**Work item**
From the data that follows, print exactly the lines starting at the one containing "PR #97, opened 2021-07-13" and ending at the one containing "brooksmtownsend: That looks"; include both of them and nothing more.
* * * * * * *
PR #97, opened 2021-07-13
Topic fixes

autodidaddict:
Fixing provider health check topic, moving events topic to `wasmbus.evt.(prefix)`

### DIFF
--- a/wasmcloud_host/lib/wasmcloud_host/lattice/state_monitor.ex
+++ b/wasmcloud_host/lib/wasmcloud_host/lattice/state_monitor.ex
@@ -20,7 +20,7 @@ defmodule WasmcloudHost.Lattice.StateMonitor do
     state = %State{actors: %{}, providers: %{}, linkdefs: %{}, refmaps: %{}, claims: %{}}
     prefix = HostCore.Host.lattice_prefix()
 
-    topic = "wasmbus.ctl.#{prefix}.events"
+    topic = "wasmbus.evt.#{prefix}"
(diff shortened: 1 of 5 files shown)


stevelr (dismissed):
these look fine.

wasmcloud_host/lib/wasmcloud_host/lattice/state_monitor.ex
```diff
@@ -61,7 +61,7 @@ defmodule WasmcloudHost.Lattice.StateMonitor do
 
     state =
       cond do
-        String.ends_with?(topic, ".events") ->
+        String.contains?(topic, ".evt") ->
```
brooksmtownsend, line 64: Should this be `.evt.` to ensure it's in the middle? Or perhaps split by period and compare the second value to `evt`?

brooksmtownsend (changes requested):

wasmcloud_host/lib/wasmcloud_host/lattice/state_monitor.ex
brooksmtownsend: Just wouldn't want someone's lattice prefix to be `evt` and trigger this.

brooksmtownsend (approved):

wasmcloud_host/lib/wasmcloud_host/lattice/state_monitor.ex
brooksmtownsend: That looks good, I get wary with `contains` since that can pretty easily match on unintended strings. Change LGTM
* * * * * * *
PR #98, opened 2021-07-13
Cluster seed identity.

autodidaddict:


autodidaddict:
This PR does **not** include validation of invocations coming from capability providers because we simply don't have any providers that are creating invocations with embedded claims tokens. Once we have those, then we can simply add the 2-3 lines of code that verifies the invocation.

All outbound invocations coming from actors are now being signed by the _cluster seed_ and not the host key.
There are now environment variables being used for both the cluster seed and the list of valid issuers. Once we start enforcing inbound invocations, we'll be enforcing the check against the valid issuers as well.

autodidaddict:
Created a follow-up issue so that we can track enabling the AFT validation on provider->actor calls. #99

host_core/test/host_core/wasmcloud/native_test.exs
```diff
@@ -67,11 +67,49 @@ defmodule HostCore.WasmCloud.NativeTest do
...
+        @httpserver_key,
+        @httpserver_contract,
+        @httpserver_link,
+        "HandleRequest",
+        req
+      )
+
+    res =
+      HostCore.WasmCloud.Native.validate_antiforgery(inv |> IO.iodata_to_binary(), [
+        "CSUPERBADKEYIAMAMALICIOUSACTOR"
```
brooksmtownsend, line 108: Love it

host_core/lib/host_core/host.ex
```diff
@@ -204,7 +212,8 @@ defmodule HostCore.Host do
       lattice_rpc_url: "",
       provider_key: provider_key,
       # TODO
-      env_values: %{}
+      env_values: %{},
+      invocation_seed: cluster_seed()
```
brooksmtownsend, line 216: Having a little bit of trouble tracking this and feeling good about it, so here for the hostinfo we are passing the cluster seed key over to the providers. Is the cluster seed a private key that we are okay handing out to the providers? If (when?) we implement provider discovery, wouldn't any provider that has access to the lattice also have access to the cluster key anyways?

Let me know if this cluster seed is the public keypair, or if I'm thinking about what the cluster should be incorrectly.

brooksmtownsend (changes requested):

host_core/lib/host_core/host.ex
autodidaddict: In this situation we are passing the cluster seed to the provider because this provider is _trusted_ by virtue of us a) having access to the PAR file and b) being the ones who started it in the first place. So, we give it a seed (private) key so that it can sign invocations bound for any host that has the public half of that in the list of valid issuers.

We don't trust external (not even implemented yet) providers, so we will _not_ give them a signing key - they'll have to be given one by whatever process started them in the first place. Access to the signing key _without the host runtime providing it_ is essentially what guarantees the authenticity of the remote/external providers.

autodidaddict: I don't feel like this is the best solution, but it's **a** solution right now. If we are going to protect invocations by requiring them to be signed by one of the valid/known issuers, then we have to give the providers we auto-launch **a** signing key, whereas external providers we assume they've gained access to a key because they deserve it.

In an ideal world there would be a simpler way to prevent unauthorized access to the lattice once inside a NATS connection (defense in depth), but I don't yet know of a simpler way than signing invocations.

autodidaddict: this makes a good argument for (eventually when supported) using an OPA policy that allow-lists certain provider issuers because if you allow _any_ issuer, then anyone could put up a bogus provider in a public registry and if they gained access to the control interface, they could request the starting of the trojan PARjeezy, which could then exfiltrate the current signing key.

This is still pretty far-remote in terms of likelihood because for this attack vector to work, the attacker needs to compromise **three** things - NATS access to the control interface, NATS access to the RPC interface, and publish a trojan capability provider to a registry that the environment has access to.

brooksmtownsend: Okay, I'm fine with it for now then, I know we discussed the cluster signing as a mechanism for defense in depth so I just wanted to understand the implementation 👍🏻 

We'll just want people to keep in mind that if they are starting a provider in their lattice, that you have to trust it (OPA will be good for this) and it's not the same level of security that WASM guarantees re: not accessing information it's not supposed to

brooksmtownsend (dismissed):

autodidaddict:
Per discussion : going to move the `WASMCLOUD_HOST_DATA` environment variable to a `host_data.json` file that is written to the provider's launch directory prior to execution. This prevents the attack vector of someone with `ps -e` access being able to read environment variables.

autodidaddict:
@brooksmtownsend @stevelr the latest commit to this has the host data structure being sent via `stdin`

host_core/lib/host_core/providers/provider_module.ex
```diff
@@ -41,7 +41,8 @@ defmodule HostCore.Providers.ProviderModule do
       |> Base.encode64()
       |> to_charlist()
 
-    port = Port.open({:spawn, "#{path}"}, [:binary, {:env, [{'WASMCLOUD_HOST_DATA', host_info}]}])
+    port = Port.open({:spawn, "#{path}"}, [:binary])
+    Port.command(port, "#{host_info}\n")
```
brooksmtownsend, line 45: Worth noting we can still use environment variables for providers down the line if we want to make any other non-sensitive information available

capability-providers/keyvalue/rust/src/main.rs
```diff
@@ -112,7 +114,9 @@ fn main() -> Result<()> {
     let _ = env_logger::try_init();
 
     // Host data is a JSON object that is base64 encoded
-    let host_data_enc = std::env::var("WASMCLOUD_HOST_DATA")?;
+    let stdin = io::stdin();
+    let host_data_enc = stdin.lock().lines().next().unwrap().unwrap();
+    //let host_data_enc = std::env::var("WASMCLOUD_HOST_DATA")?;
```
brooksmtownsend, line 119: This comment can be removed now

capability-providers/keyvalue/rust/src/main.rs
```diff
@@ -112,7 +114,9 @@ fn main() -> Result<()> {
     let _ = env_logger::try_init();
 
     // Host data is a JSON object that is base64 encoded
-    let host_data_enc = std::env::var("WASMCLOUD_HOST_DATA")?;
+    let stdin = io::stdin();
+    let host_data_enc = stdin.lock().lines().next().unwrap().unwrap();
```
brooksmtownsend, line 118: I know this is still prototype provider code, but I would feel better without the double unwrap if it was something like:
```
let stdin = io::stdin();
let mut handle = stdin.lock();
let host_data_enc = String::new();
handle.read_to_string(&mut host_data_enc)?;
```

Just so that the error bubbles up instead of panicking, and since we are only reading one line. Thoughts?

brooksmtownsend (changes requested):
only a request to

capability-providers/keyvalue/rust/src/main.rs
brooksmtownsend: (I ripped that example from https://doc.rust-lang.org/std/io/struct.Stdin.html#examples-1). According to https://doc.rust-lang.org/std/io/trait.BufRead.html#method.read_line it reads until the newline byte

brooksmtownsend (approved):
* * * * * * *
**Task answer**
PR #97, opened 2021-07-13
Topic fixes

autodidaddict:
Fixing provider health check topic, moving events topic to `wasmbus.evt.(prefix)`

### DIFF
--- a/wasmcloud_host/lib/wasmcloud_host/lattice/state_monitor.ex
+++ b/wasmcloud_host/lib/wasmcloud_host/lattice/state_monitor.ex
@@ -20,7 +20,7 @@ defmodule WasmcloudHost.Lattice.StateMonitor do
     state = %State{actors: %{}, providers: %{}, linkdefs: %{}, refmaps: %{}, claims: %{}}
     prefix = HostCore.Host.lattice_prefix()
 
-    topic = "wasmbus.ctl.#{prefix}.events"
+    topic = "wasmbus.evt.#{prefix}"
(diff shortened: 1 of 5 files shown)


stevelr (dismissed):
these look fine.

wasmcloud_host/lib/wasmcloud_host/lattice/state_monitor.ex
```diff
@@ -61,7 +61,7 @@ defmodule WasmcloudHost.Lattice.StateMonitor do
 
     state =
       cond do
-        String.ends_with?(topic, ".events") ->
+        String.contains?(topic, ".evt") ->
```
brooksmtownsend, line 64: Should this be `.evt.` to ensure it's in the middle? Or perhaps split by period and compare the second value to `evt`?

brooksmtownsend (changes requested):

wasmcloud_host/lib/wasmcloud_host/lattice/state_monitor.ex
brooksmtownsend: Just wouldn't want someone's lattice prefix to be `evt` and trigger this.

brooksmtownsend (approved):

wasmcloud_host/lib/wasmcloud_host/lattice/state_monitor.ex
brooksmtownsend: That looks good, I get wary with `contains` since that can pretty easily match on unintended strings. Change LGTM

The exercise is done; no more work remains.